2.2. La contemporanea iniziativa comunale, volta alla pianificazione (anche) dell’area di pertinenza della odierna parte appellante, implica la necessità di interrogarsi su due distinti aspetti, che possono essere sintetizzati nei seguenti quesiti:

a)poteva l’ amministrazione comunale intervenire e disporre motu proprio la regolamentazione urbanistica dell’area, pur a fronte della avvenuta emissione da parte del T della sentenza regiudicata n.232/2008, della successiva sentenza n.2470/2009 di nomina del Commissario ad acta e dell’effettivo insediamento di quest’ultimo?
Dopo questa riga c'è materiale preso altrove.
PR #691, opened 2018-04-02
context: If parent has deadline, and timeout is 0, use WithCancel

### LINKED ISSUE #685: context builder should not use create a timeout 0 context when parent context is provided
In the current ContextBuilder implementation, providing a `Parent` context but not `Timeout` options will result in a 0 default value in result `Context`.
```
ctx := context.WithTimeout(context.Background(), time.Second)
ctxBuilder := &tchannel.ContextBuilder{
    ParentContext: ctx,
}
// ctxBuilder.Build will return a context with timeout 0
```

prashantv:
Currently, if no timeout is passed, we create a context with 0 timeout.
However, in cases where the parent has a timeout, we shouldn't force
users to specify another timeout.

Fixes #685.

### DIFF
--- a/context_test.go
+++ b/context_test.go
@@ -303,7 +303,6 @@ func TestContextInheritParentTimeout(t *testing.T) {
 	deadline, ok := ctx.Deadline()
 	require.True(t, ok, "Missing deadline")
 
-	if deadline.Before(deadlineAfter) {
-		t.Fatalf("Expected deadline to be after %v, got %v", deadlineAfter, deadline)
-	}
+	assert.False(t, deadline.Before(deadlineAfter),
+		"Expected deadline to be after %v, got %v", deadlineAfter, deadline)
 }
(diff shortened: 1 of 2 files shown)


context_test.go
```diff
@@ -286,3 +287,23 @@ func TestContextWrapChild(t *testing.T) {
...
+	}
+	ctx, cancel := ctxBuilder.Build()
+	defer cancel()
+
+	// Ensure deadline is in the future
+	deadline, ok := ctx.Deadline()
+	require.True(t, ok, "Missing deadline")
+
+	if deadline.Before(deadlineAfter) {
+		t.Fatalf("Expected deadline to be after %v, got %v", deadlineAfter, deadline)
```
AllenLuUber: Optionally.
`assert.False(t, deadline.Before(deadlineAfter), "Expected deadline to be after %v, got %v", deadlineAfter, deadline)`?

prashantv: Done

PR #710, opened 2018-07-23
change NewChannel method and channel statsTags map conncurrent

1046102779:


1046102779:
ok, thks. recently i want to tracing systems such as OpenTracing , basictracer-go, appdashing, jaeger etc. jaeger uses tchannel-go rpc framework. thus I want to use etcd and grpc instead of Hyperbahn and thrift.

PR #712, opened 2018-07-27
idle sweeper: Don't close connections with pending calls

### LINKED ISSUE #701: Calls can still be pending for a connection that's idle
If the idle checker has kicked for any particular connection and there're still calls inflight, then something else is going wrong.

* Place some logging to identify that this has happened.
* Don't try to close the connection if there is a pending call.
* Make sure that the idle check timeout is greater than the call timeout.

prashantv:
As documented in #701, we currently attempt closing connections even
if they have pending calls. This can cause issues if the calls is stuck
as the connection enters start-close, so it'll reject new incoming
calls, but it doesn't close, so the remote side keeps sending calls over
the same connection.

Fixes #701.

### DIFF
--- a/idle_sweep_test.go
+++ b/idle_sweep_test.go
@@ -291,6 +291,7 @@ func TestIdleSweepIgnoresConnectionsWithCalls(t *testing.T) {
 	clock := testutils.NewStubClock(time.Now())
 
 	listener := newPeerStatusListener()
+	// TODO: Log filtering doesn't require the message to be seen.
 	serverOpts := testutils.NewOpts().
 		AddLogFilter("Skip closing idle Connection as it has pending calls.", 1).
 		SetOnPeerStatusChanged(listener.onStatusChange).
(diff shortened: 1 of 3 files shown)


idle_sweep_test.go
```diff
@@ -280,3 +282,64 @@ func TestIdleSweepMisconfiguration(t *testing.T) {
...
+func TestIdleSweepIgnoresConnectionsWithCalls(t *testing.T) {
+	ctx, cancel := NewContext(time.Second)
+	defer cancel()
+
+	clientTicker := testutils.NewFakeTicker()
+	clock := testutils.NewStubClock(time.Now())
+
+	listener := newPeerStatusListener()
+	serverOpts := testutils.NewOpts().
+		AddLogFilter("Skip closing idle Connection as it has pending calls.", 1).
```
witriew: Was looking over this and I initially thought that it would check and verify for this log message. It'd probably be great if we could do that as well.

prashantv: Added a TODO

PR #713, opened 2018-08-09
Support go1.10, and remove go1.7

prashantv:
go1.10 now has an "internal/testlog" package that's used by production
packages, but it shouldn't count as a test-dependency, so ignore it.

### DIFF
--- a/Makefile
+++ b/Makefile
@@ -92,7 +92,7 @@ test: clean setup install_test check_no_test_deps $(BIN)/thrift
 	PATH=$(BIN):$$PATH go test -run TestFramesReleased -stressTest $(TEST_ARG)
 
 check_no_test_deps:
-	! go list -json $(PROD_PKGS) | jq -r .Deps[] | grep -e test -e mock
+	! go list -json $(PROD_PKGS) | jq -r '.Deps | select ((. | length) > 0) | .[]' | grep -e test -e mock | grep -v '^internal/testlog'
 
 benchmark: clean setup $(BIN)/thrift
 	echo Running benchmarks:
--- a/.travis.yml
+++ b/.travis.yml
@@ -6,20 +6,20 @@ cache:
   - $HOME/.glide/cache
 
 go:
-- 1.7
-- 1.8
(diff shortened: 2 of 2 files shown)


Makefile
```diff
@@ -92,7 +92,7 @@ test: clean setup install_test check_no_test_deps $(BIN)/thrift
 	PATH=$(BIN):$$PATH go test -run TestFramesReleased -stressTest $(TEST_ARG)
 
 check_no_test_deps:
-	! go list -json $(PROD_PKGS) | jq -r .Deps[] | grep -e test -e mock
+	! go list -json $(PROD_PKGS) | jq -r '.Deps | select ((. | length) > 0) | .[]' | grep -e test -e mock | grep -v '^internal/testlog'
```
AllenLuUber: verified:
```
~/gocode/src/github.com/uber/tchannel-go(dev*) » go version                                                                                          
go version go1.10.3 darwin/amd64
~/gocode/src/github.com/uber/tchannel-go(dev) » make check_no_test_deps                                                                              
! go list -json . ./http ./hyperbahn ./json ./peers ./pprof ./raw ./relay ./stats ./thrift ./examples/bench/server ./examples/bench/client ./examples/ping ./examples/thrift ./examples/hyperbahn/echo-server | jq -r .Deps[] | grep -e test -e mock
jq: error (at <stdin>:1308): Cannot iterate over null (null)
internal/testlog
## with change
~/gocode/src/github.com/uber/tchannel-go(dev*) » make check_no_test_deps                                                                             allenlu@allenlu-C02PJ1RYG3QP
! go list -json . ./http ./hyperbahn ./json ./peers ./pprof ./raw ./relay ./stats ./thrift ./examples/bench/server ./examples/bench/client ./examples/ping ./examples/thrift ./examples/hyperbahn/echo-server | jq -r '.Deps | select ((. | length) > 0) | .[]' | grep -e test -e mock | grep -v '^internal/testlog'
```

prashantv: Thanks for checking!

PR #715, opened 2018-08-28
Use sub-tests when running test multiple times

prashantv:
Most tests are run a couple of times, once where clients connect directly to a server, and once where clients connect to servers through a relay.

Use sub-tests so it's clearer which failed without digging through logs.

### DIFF
--- a/testutils/test_server.go
+++ b/testutils/test_server.go
@@ -95,6 +95,23 @@ func NewTestServer(t testing.TB, opts *ChannelOpts) *TestServer {
 	return ts
 }
 
+// runSubTest runs the specified function as a sub-test of a testing.T or
+// testing.B if the types match.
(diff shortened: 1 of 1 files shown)


testutils/test_server.go
```diff
@@ -95,6 +95,23 @@ func NewTestServer(t testing.TB, opts *ChannelOpts) *TestServer {
 	return ts
 }
 
+// runSubTest runs the specified function as a sub-test of a testing.T or
+// testing.B if the types match.
+func runSubTest(t testing.TB, name string, f func(t testing.TB)) {
```
AllenLuUber: nit: `f func(testing.TB)`

witriew: +1

PR #716, opened 2018-09-06
Sending a large error should mention that we're out of space

prashantv:
The returned error now includes the underlying error from the typed
writer, resulting in:
> failed to create outbound error frame: no more room in buffer


twilly:
LGTM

b) e nell’ipotesi di positiva risposta al primo quesito, dovrebbe, ancora, verificarsi l’incidenza della detta regolamentazione sul permanere dell’interesse a gravare la deliberazione commissariale.


2.3. Quanto alla prima problematica, ad avviso del Collegio, dubbio non può esservi: l’appellante auspicava proprio un intervento del comune che “normasse” la propria area;

il T ciò ha affermato;
non può essere preclusa al comune la regolamentazione (anche) dell’area di parte appellante mediante un atto generale. E ciò, anche a tenere conto del consolidato orientamento secondo il quale la nomina del commissario produce l’effetto di impedire la contemporanea esplicitazione dei poteri amministrativi “ordinarii” in capo all’Amministrazione (T.A.R. Napoli –Campania- sez.